The environment pane also has a History tab that stores all the commands that have been run during an R session. This can be useful if you want to look back at what you did during a session and perhaps recover a code snippet that you failed to save.

2.3.2 Plot pane (lower right quadrant)

The plot pane consists of 5 tabs, the most important of which are:

  • Files: shows the files in your working directory.

  • Plots: displays graphical output. Here we have created a scatterplot of car mpg against wt.

  • Packages: lists the installed packages.

  • Help: contains detailed information about packages and functions.

2.3.3 Console pane (lower left quadrant)

This is the command line. You can type R code directly here, then press “return” to run it. Or, code contained in a source file–for example, from a script file (.R) or a markdown file (.Rmd)–can be selected and run in the console using “control-enter.” Output from such code is printed directly to the console. In the above example, the script contains the command head(data); when this is run head(data) appears in the console along with the output–the first 6 rows of data.

In the console, you can scroll up to see previous output, but there are practical limitations to what you can retrieve this way since code and output typically piles up during a session. The better way to save your work is to write a script or markdown file in the source pane. (As mentioned above the History tab in the Histor` pane will save all the commands run during a session.)

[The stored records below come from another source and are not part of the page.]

PR #7548, opened 2020-03-11
CDPCP-1601. set-password now uses credentials from control plane

aarman-cloudera:
The setPassword call now uses the password hash and keys from UMS
when possible. Note that we plan to deprecate / remove this endpoint
soon, but for now the UI is still calling it and this behavior
will keep the UMS keys consistent with the keys in FreeIPA, which
is desirable for user keytab generation.

### DIFF
--- a/freeipa-client/src/main/java/com/sequenceiq/freeipa/client/FreeIpaCapabilities.java
+++ b/freeipa-client/src/main/java/com/sequenceiq/freeipa/client/FreeIpaCapabilities.java
@@ -1,0 +1,19 @@
+package com.sequenceiq.freeipa.client;
+
+import com.sequenceiq.freeipa.client.model.Config;
+
+import java.util.Set;
+
+public class FreeIpaCapabilities {
+
+    // Attribute name to store users passwords (enabled through FreeIPA plugin)
+    private static final String CDP_USER_ATTRIBUTE = "cdpUserAttr";
+
+    private FreeIpaCapabilities() {
+    }
+
+    public static boolean hasSetPasswordHashSupport(Config ipaConfig) {
+        Set<String> ipauserobjectclasses = ipaConfig.getIpauserobjectclasses();
+        return ipauserobjectclasses != null && ipauserobjectclasses.contains(CDP_USER_ATTRIBUTE);
+    }
+}
--- a/freeipa/src/main/java/com/sequenceiq/freeipa/flow/freeipa/user/event/SetPasswordRequest.java
+++ b/freeipa/src/main/java/com/sequenceiq/freeipa/flow/freeipa/user/event/SetPasswordRequest.java
@@ -9,14 +9,17 @@ public class SetPasswordRequest extends FreeIpaClientRequest<SetPasswordResult> 
 
     private final String username;
 
+    private final String userCrn;
+
     private final String password;
 
     private final Optional<Instant> expirationInstant;
 
-    public SetPasswordRequest(Long stackId, String environment, String username, String password, Optional<Instant> expirationInstant) {
+    public SetPasswordRequest(Long stackId, String environment, String username, String userCrn, String password, Optional<Instant> expirationInstant) {
         super(stackId);
         this.environment = environment;
         this.username = username;
+        this.userCrn = userCrn;
         this.password = password;
         this.expirationInstant = expirationInstant;
     }
@@ -27,6 +30,10 @@ public class SetPasswordRequest extends FreeIpaClientRequest<SetPasswordResult> 
 
     public String getUsername() {
         return username;
+    }
+
+    public String getUserCrn() {
+        return userCrn;
     }
 
     public String getPassword() {
@@ -43,6 +50,7 @@ public class SetPasswordRequest extends FreeIpaClientRequest<SetPasswordResult> 
                 + "stackId='" + getResourceId() + '\''
                 + "environment='" + environment + '\''
                 + "username='" + username + '\''
+                + "userCrn='" + userCrn + '\''
                 + "expirationInstant=" + expirationInstant
                 + '}';
     }
--- a/freeipa/src/main/java/com/sequenceiq/freeipa/flow/freeipa/user/handler/SetPasswordHandler.java
+++ b/freeipa/src/main/java/com/sequenceiq/freeipa/flow/freeipa/user/handler/SetPasswordHandler.java
@@ -2,6 +2,14 @@ package com.sequenceiq.freeipa.flow.freeipa.user.handler;
 
 import javax.inject.Inject;
 
+import com.sequenceiq.cloudbreak.auth.altus.Crn;
+import com.sequenceiq.cloudbreak.auth.security.InternalCrnBuilder;
+import com.sequenceiq.cloudbreak.logger.MDCUtils;
+import com.sequenceiq.freeipa.client.FreeIpaCapabilities;
+import com.sequenceiq.freeipa.client.FreeIpaClientException;
+import com.sequenceiq.freeipa.service.freeipa.user.UmsCredentialProvider;
+import com.sequenceiq.freeipa.service.freeipa.user.kerberos.KrbKeySetEncoder;
+import com.sequenceiq.freeipa.service.freeipa.user.model.WorkloadCredential;
 import org.slf4j.Logger;
 import org.slf4j.LoggerFactory;
 import org.springframework.stereotype.Component;
@@ -18,10 +26,16 @@ import com.sequenceiq.freeipa.service.stack.StackService;
 
 import reactor.bus.Event;
 
+import java.io.IOException;
+import java.time.Instant;
+import java.util.Optional;
+
 @Component
 public class SetPasswordHandler implements EventHandler<SetPasswordRequest> {
 
     private static final Logger LOGGER = LoggerFactory.getLogger(SetPasswordHandler.class);
+
+    private static final String IAM_INTERNAL_ACTOR_CRN = new InternalCrnBuilder(Crn.Service.IAM).getInternalCrnForServiceAsString();
 
     @Inject
     private StackService stackService;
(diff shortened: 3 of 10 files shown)


freeipa/src/main/java/com/sequenceiq/freeipa/service/freeipa/user/model/WorkloadCredential.java
```diff
@@ -32,4 +33,12 @@ public String getHashedPassword() {
     public Optional<Instant> getExpirationDate() {
         return expirationDate;
     }
+
+    public static WorkloadCredential fromGetActorWorkloadCredentialsResponse(GetActorWorkloadCredentialsResponse response) {
```
lacikaaa: few things:
- method name should start with verb, like create
- I don't like this static method, because it will make it hard to mock during testing. Maybe moving this logic into a converter component would make it easier to mock and test
- missing tests

freeipa-client/src/main/java/com/sequenceiq/freeipa/client/FreeIpaClient.java
```diff
@@ -197,6 +197,11 @@ public User userSetPasswordHash(String user, String hashedPassword,
         return userMod(user, params);
     }
 
+    public boolean hasSetPasswordHashSupport() throws FreeIpaClientException {
```
handavid: doesn't quite feel right in the FreeIpaClient class. We will also likely start checking other object classes as well.

I suggest pulling this out into a separate class. Maybe FreeIpaObjectClasses or FreeIpaCapabilities

freeipa/src/main/java/com/sequenceiq/freeipa/flow/freeipa/user/handler/SetPasswordHandler.java
```diff
@@ -43,7 +70,13 @@ public void accept(Event<SetPasswordRequest> setPasswordRequestEvent) {
             MDCBuilder.buildMdcContext(stack);
 
             FreeIpaClient freeIpaClient = freeIpaClientFactory.getFreeIpaClientForStack(stack);
-            freeIpaClient.userSetPasswordWithExpiration(request.getUsername(), request.getPassword(), request.getExpirationInstant());
+            if (freeIpaClient.hasSetPasswordHashSupport()) {
+                LOGGER.info("IPA has password hash support, credentials information from UMS will be used.");
+                setPasswordHashFromUms(freeIpaClient, request.getUsername(), request.getUserCrn(), request.getExpirationInstant());
+            } else {
+                freeIpaClient.userSetPasswordWithExpiration(
```
handavid: Let's add a log message here also. This will let us search to logs for whether anyone is using the "old way"

freeipa/src/main/java/com/sequenceiq/freeipa/service/freeipa/user/UserSyncService.java
```diff
@@ -270,14 +269,12 @@ private void applyStateDifferenceToIpa(String environmentCrn, FreeIpaClient free
 
     private void processUsersWorkloadCredentials(
             String environmentCrn, UmsUsersState umsUsersState, FreeIpaClient freeIpaClient) throws IOException, FreeIpaClientException {
-        Config config = freeIpaClient.getConfig();
-        if (config.getIpauserobjectclasses() == null || !config.getIpauserobjectclasses().contains(Config.CDP_USER_ATTRIBUTE)) {
-            LOGGER.debug("Doesn't seems like having config attribute, no credentials sync required for env:{}", environmentCrn);
+        if (!freeIpaClient.hasSetPasswordHashSupport()) {
+            LOGGER.debug("IPA doesn't have password hash support, no credentials sync required for env:{}", environmentCrn);
```
handavid: I like the re-wording. it's clearer

aarman-cloudera:
> so it will be possible that the user sets the password from the UI but we won't change it to that because we will take it from UMS? I think it could cause some confusion.

No, when a user sets password from the UI. It first makes an api call in IAM/UMS to set workload password. It then makes this api call.

freeipa-client/src/main/java/com/sequenceiq/freeipa/client/FreeIpaClient.java
aarman-cloudera: Moved it into a FreeIpaCapabilities class. I assume you meant we still want it in the freeipa client package.

freeipa/src/main/java/com/sequenceiq/freeipa/service/freeipa/user/model/WorkloadCredential.java
aarman-cloudera: Fixed. Also, instead of moving to a provider I ended up put the logic in a UmsCredentialProvider which also makes the grpc call.

freeipa-client/src/main/java/com/sequenceiq/freeipa/client/FreeIpaCapabilities.java
```diff
@@ -0,0 +1,20 @@
+package com.sequenceiq.freeipa.client;
+
+import com.sequenceiq.freeipa.client.model.Config;
+
+import java.util.Set;
+
+public class FreeIpaCapabilities {
+
+    // users for password setting in FreeIPA Plugin
```
giladwolff: the comment seems wrong. Maybe say "Attribute name to store users passwords ...."

freeipa-client/src/main/java/com/sequenceiq/freeipa/client/FreeIpaCapabilities.java
```diff
@@ -0,0 +1,20 @@
...
+    private static final String CDP_USER_ATTRIBUTE = "cdpUserAttr";
+
+    private FreeIpaCapabilities() {
```
giladwolff: why have it at all?

freeipa/src/main/java/com/sequenceiq/freeipa/flow/freeipa/user/event/SetPasswordRequest.java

2.3.4 Source pane (upper left quadrant)

The document in the above example is entitled example.R. .R documents are script files that are, essentially, just text files. These can be shared through email, for example, and the recipient can then open and run them in a local R session. Script files are a fantastic way to work interactively—running the code in the script, observing the output, and then adjusting the code as necessary. Save the script to save your work: the script will enable you to exactly reproduce your output in a future session.

To open a .R or .Rmd file select “File” from the toolbar and then “New File.” Pick the desired document type from the drop down menu.

It is good practice to add comments to script files so that your future self, or a collaborator, knows what you were up to. Lines that begin with hashtag, #, will be ignored by R:

# Download data
data <- read.csv("data_file.csv") # document titles must be in quotes 

# Inspect the first 6 rows
head(data)
##    mpg cyl disp  hp drat    wt  qsec vs am gear carb
## 1 21.0   6  160 110 3.90 2.620 16.46  0  1    4    4
## 2 21.0   6  160 110 3.90 2.875 17.02  0  1    4    4
## 3 22.8   4  108  93 3.85 2.320 18.61  1  1    4    1
## 4 21.4   6  258 110 3.08 3.215 19.44  1  0    3    1
## 5 18.7   8  360 175 3.15 3.440 17.02  0  0    3    2
## 6 18.1   6  225 105 2.76 3.460 20.22  1  0    3    1
# Create scatter plot of mpg ~ wt
plot(data$wt, data$mpg)

# Not surprisingly, there is a strong negative correlation!
# As weight goes up, gas mileage goes down.